• [Data extracted from a collection]:

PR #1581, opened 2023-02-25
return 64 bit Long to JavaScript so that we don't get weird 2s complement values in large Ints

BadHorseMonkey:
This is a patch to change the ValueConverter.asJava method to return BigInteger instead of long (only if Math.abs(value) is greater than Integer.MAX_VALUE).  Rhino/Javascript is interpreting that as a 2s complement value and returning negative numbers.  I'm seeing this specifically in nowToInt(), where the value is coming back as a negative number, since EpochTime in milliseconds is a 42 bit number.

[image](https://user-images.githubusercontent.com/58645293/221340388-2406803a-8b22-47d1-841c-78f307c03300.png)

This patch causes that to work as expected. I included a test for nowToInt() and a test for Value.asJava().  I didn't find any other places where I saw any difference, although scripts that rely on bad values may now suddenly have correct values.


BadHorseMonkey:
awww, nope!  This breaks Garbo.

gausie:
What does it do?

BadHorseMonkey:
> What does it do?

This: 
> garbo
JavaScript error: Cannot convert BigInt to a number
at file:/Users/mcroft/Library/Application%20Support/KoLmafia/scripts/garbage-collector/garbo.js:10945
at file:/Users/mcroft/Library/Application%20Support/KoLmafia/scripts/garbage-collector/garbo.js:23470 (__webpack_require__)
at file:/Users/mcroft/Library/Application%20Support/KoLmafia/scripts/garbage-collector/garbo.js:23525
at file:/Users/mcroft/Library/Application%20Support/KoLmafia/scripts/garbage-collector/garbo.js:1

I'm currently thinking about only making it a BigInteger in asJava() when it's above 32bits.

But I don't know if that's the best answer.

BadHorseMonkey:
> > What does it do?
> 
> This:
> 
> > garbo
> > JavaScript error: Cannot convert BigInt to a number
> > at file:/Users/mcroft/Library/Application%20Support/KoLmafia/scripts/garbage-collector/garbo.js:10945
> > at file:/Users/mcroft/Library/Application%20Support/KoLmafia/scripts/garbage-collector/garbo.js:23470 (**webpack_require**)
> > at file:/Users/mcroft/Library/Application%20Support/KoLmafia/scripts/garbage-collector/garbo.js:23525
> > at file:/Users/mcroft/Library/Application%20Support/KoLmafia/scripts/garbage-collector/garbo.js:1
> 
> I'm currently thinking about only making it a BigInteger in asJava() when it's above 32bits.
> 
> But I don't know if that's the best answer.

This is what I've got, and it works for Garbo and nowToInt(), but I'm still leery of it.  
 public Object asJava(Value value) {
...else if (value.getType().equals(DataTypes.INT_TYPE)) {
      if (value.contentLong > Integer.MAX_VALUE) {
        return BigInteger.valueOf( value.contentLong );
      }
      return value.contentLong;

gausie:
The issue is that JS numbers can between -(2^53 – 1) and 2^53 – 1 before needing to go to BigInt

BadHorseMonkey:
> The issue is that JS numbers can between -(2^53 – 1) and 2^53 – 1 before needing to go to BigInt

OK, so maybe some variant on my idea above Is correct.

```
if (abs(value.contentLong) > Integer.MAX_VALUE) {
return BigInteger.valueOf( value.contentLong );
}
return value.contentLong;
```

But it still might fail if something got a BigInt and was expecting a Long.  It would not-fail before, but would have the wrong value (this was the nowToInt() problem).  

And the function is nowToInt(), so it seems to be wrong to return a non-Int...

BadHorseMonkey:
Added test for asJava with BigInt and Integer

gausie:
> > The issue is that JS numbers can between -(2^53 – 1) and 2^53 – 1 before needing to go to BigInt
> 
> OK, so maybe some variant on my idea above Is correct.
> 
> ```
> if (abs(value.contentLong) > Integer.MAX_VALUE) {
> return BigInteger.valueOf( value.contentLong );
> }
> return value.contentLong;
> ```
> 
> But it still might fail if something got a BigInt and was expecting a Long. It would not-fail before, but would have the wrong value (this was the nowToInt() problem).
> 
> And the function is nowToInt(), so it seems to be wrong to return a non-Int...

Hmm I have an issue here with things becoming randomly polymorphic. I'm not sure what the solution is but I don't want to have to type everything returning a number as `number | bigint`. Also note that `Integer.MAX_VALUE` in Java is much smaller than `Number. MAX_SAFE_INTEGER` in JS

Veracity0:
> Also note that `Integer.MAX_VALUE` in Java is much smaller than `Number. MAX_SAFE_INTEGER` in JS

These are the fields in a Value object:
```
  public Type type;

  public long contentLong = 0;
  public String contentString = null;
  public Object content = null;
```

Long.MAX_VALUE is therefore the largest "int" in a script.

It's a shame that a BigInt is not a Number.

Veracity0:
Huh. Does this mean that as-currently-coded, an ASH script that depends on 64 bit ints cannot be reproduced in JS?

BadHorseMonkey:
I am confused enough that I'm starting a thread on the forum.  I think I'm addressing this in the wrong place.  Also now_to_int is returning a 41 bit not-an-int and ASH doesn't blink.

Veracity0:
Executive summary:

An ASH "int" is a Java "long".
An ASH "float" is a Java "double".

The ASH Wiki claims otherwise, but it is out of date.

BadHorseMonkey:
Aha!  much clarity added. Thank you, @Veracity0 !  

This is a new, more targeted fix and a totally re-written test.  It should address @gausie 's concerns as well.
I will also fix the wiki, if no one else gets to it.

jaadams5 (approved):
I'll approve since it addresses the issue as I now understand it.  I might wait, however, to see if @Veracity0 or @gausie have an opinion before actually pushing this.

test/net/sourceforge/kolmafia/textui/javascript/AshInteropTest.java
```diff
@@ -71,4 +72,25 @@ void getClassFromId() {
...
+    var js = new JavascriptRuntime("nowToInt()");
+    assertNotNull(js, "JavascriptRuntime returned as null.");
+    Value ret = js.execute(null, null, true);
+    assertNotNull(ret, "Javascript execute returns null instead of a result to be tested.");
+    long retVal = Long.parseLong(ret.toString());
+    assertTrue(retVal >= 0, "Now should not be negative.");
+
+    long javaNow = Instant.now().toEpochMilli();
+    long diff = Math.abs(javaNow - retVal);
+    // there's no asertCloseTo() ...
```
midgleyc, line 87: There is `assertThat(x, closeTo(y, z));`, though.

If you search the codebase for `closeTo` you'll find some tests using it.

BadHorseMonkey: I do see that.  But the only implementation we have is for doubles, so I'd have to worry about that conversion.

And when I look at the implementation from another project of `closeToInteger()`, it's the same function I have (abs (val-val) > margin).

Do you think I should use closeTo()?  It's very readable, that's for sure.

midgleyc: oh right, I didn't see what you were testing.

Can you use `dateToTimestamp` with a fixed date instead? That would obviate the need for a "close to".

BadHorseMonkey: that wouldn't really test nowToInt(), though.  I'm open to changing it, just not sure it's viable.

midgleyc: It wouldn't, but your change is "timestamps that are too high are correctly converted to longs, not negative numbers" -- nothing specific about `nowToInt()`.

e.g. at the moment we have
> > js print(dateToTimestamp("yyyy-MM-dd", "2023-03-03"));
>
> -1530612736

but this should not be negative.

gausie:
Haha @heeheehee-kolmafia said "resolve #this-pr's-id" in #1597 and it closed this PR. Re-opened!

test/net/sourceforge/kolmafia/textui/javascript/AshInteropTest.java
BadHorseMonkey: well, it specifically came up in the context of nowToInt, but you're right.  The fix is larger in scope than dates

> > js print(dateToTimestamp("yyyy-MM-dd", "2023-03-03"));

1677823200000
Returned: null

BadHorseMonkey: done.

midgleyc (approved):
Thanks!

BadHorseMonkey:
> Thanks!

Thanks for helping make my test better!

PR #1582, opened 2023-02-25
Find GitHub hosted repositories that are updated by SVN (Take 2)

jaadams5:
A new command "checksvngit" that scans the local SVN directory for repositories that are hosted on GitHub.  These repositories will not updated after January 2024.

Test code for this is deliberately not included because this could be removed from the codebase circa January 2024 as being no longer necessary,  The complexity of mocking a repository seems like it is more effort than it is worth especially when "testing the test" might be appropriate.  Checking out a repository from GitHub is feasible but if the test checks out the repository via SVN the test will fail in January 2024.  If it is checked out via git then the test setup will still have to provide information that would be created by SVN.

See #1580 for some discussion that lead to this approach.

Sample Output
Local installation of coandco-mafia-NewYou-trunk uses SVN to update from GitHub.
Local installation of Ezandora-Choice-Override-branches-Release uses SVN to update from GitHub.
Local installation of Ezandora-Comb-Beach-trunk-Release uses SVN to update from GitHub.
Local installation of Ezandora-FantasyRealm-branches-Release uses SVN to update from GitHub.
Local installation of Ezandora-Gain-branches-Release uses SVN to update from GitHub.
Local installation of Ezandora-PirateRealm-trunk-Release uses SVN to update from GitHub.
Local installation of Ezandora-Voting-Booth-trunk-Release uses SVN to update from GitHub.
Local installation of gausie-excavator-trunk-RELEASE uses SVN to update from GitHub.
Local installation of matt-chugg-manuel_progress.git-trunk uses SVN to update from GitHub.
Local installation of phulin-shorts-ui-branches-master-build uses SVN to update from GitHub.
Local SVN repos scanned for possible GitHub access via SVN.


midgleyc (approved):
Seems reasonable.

• [YOUR TASK]: Number of lines holding "right" in the data: give it, with nothing else.

• [WRITTEN SOLUTION]: 2